-------- Material for the task --------

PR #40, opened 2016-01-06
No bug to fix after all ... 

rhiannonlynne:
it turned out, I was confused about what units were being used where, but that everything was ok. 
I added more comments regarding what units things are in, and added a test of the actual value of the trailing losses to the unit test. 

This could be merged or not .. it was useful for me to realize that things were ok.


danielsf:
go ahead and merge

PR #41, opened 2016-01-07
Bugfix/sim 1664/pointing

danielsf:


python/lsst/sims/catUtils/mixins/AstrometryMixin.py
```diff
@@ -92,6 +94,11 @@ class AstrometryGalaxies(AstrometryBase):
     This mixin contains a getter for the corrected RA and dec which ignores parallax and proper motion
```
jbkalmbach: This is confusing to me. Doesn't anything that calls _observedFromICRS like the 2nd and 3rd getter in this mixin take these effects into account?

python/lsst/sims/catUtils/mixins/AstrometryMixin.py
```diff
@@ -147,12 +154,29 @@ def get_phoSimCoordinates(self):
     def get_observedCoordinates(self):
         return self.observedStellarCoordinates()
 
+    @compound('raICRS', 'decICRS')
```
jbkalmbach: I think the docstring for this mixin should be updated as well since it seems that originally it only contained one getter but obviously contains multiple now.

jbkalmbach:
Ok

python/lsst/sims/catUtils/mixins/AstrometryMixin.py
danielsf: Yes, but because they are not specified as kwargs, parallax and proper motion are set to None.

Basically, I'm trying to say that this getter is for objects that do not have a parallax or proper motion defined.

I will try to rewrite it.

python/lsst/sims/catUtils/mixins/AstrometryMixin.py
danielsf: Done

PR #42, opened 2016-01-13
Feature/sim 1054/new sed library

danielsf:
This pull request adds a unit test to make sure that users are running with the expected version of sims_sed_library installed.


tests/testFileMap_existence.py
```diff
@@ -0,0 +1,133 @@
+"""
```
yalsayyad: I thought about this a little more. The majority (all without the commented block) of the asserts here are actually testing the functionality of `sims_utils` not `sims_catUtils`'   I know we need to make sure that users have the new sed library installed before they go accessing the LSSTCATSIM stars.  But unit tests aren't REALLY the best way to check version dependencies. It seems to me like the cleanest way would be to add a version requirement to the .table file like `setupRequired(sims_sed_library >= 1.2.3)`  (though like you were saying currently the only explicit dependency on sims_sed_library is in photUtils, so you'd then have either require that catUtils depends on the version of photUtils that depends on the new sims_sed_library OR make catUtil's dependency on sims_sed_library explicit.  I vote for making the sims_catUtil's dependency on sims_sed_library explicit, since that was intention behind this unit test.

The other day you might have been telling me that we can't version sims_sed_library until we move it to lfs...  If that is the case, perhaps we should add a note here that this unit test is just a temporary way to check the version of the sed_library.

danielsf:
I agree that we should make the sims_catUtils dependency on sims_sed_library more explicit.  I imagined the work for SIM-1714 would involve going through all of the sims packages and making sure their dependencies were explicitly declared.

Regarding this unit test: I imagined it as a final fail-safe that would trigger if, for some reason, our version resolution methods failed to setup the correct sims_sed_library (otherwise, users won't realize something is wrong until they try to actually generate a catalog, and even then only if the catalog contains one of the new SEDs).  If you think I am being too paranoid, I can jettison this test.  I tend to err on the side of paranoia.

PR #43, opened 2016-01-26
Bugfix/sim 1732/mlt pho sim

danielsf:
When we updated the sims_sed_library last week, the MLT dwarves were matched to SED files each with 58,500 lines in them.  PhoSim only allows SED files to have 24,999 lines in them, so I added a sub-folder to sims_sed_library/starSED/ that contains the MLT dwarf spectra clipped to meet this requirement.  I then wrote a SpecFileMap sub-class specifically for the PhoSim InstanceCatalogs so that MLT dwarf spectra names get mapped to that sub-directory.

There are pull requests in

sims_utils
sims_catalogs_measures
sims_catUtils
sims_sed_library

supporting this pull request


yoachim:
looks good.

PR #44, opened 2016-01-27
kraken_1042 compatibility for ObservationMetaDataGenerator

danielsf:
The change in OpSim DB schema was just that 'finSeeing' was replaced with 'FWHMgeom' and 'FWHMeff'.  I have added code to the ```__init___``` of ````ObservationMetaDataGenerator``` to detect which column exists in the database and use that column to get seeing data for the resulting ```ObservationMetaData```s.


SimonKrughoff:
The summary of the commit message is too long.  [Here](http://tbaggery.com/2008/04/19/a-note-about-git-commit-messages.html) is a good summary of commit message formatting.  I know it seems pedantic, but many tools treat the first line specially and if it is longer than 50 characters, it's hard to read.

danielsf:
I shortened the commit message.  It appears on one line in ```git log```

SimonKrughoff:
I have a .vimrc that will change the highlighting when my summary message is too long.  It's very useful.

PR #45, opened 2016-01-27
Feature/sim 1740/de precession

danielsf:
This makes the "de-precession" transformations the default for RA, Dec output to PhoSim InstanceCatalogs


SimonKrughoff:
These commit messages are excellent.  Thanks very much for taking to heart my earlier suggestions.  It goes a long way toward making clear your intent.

--------

### Your goal
Your task is to find each line in the entries that contains the string "units" and copy it.

### Response to the exercise
it turned out, I was confused about what units were being used where, but that everything was ok. 
I added more comments regarding what units things are in, and added a test of the actual value of the trailing losses to the unit test. 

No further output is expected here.